| Hi HN, we’re building AxonFlow for teams running LLMs or agents in real production systems. Once agent workflows move past demos, failures are rarely model issues. They tend to show up as execution problems during real runs. Short 2-minute technical demo showing execution control and auditability in practice:
https://youtu.be/FNgnESo9RtI AxonFlow is a self-hosted, source-available (BSL 1.1) control plane that sits inline in the execution path and governs LLM calls, tool calls, retries, approvals, and policy enforcement step by step. It does not replace your orchestrator and can run alongside LangChain, CrewAI, or custom systems. The problems we focus on are usually discovered only after going to production:
- retries that accidentally repeat side effects
- partial failures mid-workflow
- permissions that differ per step
- limited ability to inspect or intervene during execution This is not aimed at early demos or hobby projects. It’s for teams already operating under real production constraints. GitHub:
https://github.com/getaxonflow/axonflow Docs:
https://docs.getaxonflow.com I’d value feedback from folks running LLM or agent workflows in production. |
I especially liked the ability to start in observe-only mode and progressively enforce policies, and the focus on auditability and permissions per step. That’s the kind of thing teams usually end up building ad-hoc once compliance or reliability becomes non-optional.
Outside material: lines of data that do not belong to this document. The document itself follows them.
PR #37505, opened 2023-03-31
Set recommended psalm options

provokateurin:
## Summary

Psalm 5 tells you that you should set those options because psalm 6 will enforce them.

## Checklist

### DIFF
--- a/psalm.xml
+++ b/psalm.xml
@@ -6,6 +6,8 @@
 	xmlns="https://getpsalm.org/schema/config"
 	xsi:schemaLocation="https://getpsalm.org/schema/config"
     errorBaseline="build/psalm-baseline.xml"
+	findUnusedBaselineEntry="true"
+	findUnusedCode="false"
 >
 	<plugins>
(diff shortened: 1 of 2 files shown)


psalm.xml
```diff
@@ -6,6 +6,8 @@
 	xmlns="https://getpsalm.org/schema/config"
 	xsi:schemaLocation="https://getpsalm.org/schema/config"
     errorBaseline="build/psalm-baseline.xml"
+	findUnusedBaselineEntry="false"
```
nickvergessen, line 9: We could set this to true?

provokateurin: Yeah, I didn't because it introduced a bunch of changes in my original PR. Will do it here though

provokateurin: Ah it has basically no effect for us, since we always update the baseline. I'll still enable it, since it can find some problems if there are any.

nickvergessen (approved):

ChristophWurst (approved):

provokateurin:
@nickvergessen @ChristophWurst Can I get a force-merge, please?

PR #40785, opened 2023-10-05
fix: Log critical session renewal and logout paths

ChristophWurst:
* Contributes to: https://github.com/nextcloud/server/issues/37492

## Summary

Extracted and extended the generic logging pieces of https://github.com/nextcloud/server/pull/40628.

## TODO

- [x] Add logging

## Checklist

### DIFF
--- a/lib/private/User/Session.php
+++ b/lib/private/User/Session.php
@@ -783,6 +783,11 @@ class Session implements IUserSession, Emitter {
 		try {
 			$dbToken = $this->tokenProvider->getToken($token);
 		} catch (InvalidTokenException $ex) {
+			$this->logger->warning('Session token is invalid because it does not exist', [
+				'app' => 'core',
+				'user' => $user,
+				'exception' => $ex,
+			]);
 			return false;
 		}
 
@@ -802,6 +807,10 @@ class Session implements IUserSession, Emitter {
 		}
 
 		if (!$this->checkTokenCredentials($dbToken, $token)) {
+			$this->logger->warning('Session token credentials are invalid', [
+				'app' => 'core',
+				'user' => $user,
+			]);
 			return false;
 		}
 
@@ -877,9 +886,9 @@ class Session implements IUserSession, Emitter {
 		$tokens = $this->config->getUserKeys($uid, 'login_token');
 		// test cookies token against stored tokens
 		if (!in_array($currentToken, $tokens, true)) {
-			$this->logger->info('Tried to log in {uid} but could not verify token', [
+			$this->logger->info('Tried to log in but could not verify token', [
 				'app' => 'core',
-				'uid' => $uid,
+				'user' => $uid,
 			]);
 			return false;
 		}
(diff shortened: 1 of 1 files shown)


lib/private/User/Session.php
```diff
@@ -878,25 +888,38 @@ public function loginWithCookie($uid, $currentToken, $oldSessionId) {
 			$this->logger->info('Tried to log in {uid} but could not verify token', [
 				'app' => 'core',
 				'uid' => $uid,
+				'user' => $uid,
```
Altahrim, line 891: We log `$uid` twice. Should it be `$user`?
```suggestion
				'user' => $user,
```
Later in code, we have other cases like `'user' => $uid` or `'uid' => $user`

nickvergessen: `$user` is an `IUser` which can not be written to the log.

The thing here is that `user` is a magic array key so he wants to set that, while not touching `uid` which is used in the log message itself.

Altahrim: Thanks for the explanation!

lib/private/User/Session.php
```diff
@@ -935,10 +958,17 @@ public function logout() {
...
+				$token = $this->session->getId();
+				$this->tokenProvider->invalidateToken($token);
+				$this->logger->debug('Session token invalidated before logout', [
+					'user' => $user->getUID(),
+				]);
 			} catch (SessionNotAvailableException $ex) {
 			}
 		}
+		$this->logger->info('Logging out', [
+			'user' => $user === null ? null : $user->getUID(),
```
Altahrim, line 970:
```suggestion
			'user' => $user?->getUID(),
```

Altahrim (approved):

lib/private/User/Session.php
```diff
@@ -878,25 +888,38 @@ public function loginWithCookie($uid, $currentToken, $oldSessionId) {
 			$this->logger->info('Tried to log in {uid} but could not verify token', [
 				'app' => 'core',
 				'uid' => $uid,
+				'user' => $uid,
 			]);
```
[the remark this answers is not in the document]
ChristophWurst: I can actually remove the username from the message and allow tools to aggregate the same error for multiple users :)

lib/private/User/Session.php
ChristophWurst: I was tempted but also afraid this would bite me in backports :grimacing:

lib/private/User/Session.php
```diff
@@ -935,10 +957,17 @@ public function logout() {
...
-				$this->tokenProvider->invalidateToken($this->session->getId());
+				$token = $this->session->getId();
+				$this->tokenProvider->invalidateToken($token);
+				$this->logger->debug('Session token invalidated before logout', [
+					'user' => $user->getUID(),
+				]);
 			} catch (SessionNotAvailableException $ex) {
 			}
 		}
+		$this->logger->info('Logging out', [
```
come-nc, line 968: Log all logouts as info feels a bit too noisy, no?

nickvergessen: debug maybe?

come-nc (approved):

PR #40796, opened 2023-10-06
Another system config: allow_user_to_change_email_address

### LINKED ISSUE #16823: 'allow_user_to_change_display_name' only affecting 'display name' not 'email address'
As suggested in the closed https://github.com/nextcloud/server/issues/642

We need an option to disable change of display name without disabling the possibility to change the email address.

(Why do we need this?
for example:
Users (school) change their display names - make 'funny' things with shared content - rechange their name again - in activity log is a wrong name, and a wrong user is blamed...
Not good - but the users need to be able to change their email address by themselves)

'allow_user_to_change_display_name' = false should only affect display name.

Another setting
'allow_user_to_change_email_address'
could do the same for the email address.

Thanks for reevaluation.

theronakpatel:
* Resolves: https://github.com/nextcloud/server/issues/16823


joshtrichards:
This has too many conflicts to be tested as-is at the moment.

susnux:
Replaced with https://github.com/nextcloud/server/pull/51745

PR #40822, opened 2023-10-08
fix(files): correct typo that broke thumbnails

starypatyk:
## Summary

Loading thumbnails in files seems to be broken after #39998 - apparently due to a typo in https://github.com/nextcloud/server/commit/f9d2e3af0cfb087ed57c8c4a445618e0d24dde8f.

If I understand correctly the query parameter names are case sensitive. Since the `fileId` parameter was accidentally changed to `fileid`, the parameter value was not passed to the `PreviewController::getPreviewByFileId` method.

This change seems to correct the issue.


skjnldsv (approved):

skjnldsv:
Yep, I fixed it in https://github.com/nextcloud/server/pull/40674 too :see_no_evil: 
Thanks for checking it out! :+1:

skjnldsv:
Maybe let's go with https://github.com/nextcloud/server/pull/40674 as this is ready to get in already :)
But thanks again for the fix @starypatyk

starypatyk:
Fair enough @skjnldsv. Good that the fix is merged now. :+1:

A couple of things I’m curious about (and would love your thoughts on): 1. How you think about debugging or replay for long-running/stateful workflows when enforcement decisions affect downstream steps
2. What you’re seeing in practice around latency overhead at scale when AxonFlow is fully in the hot path
Overall, this feels like it’s aimed at the right stage of maturity — not early demos, but teams already feeling production constraints.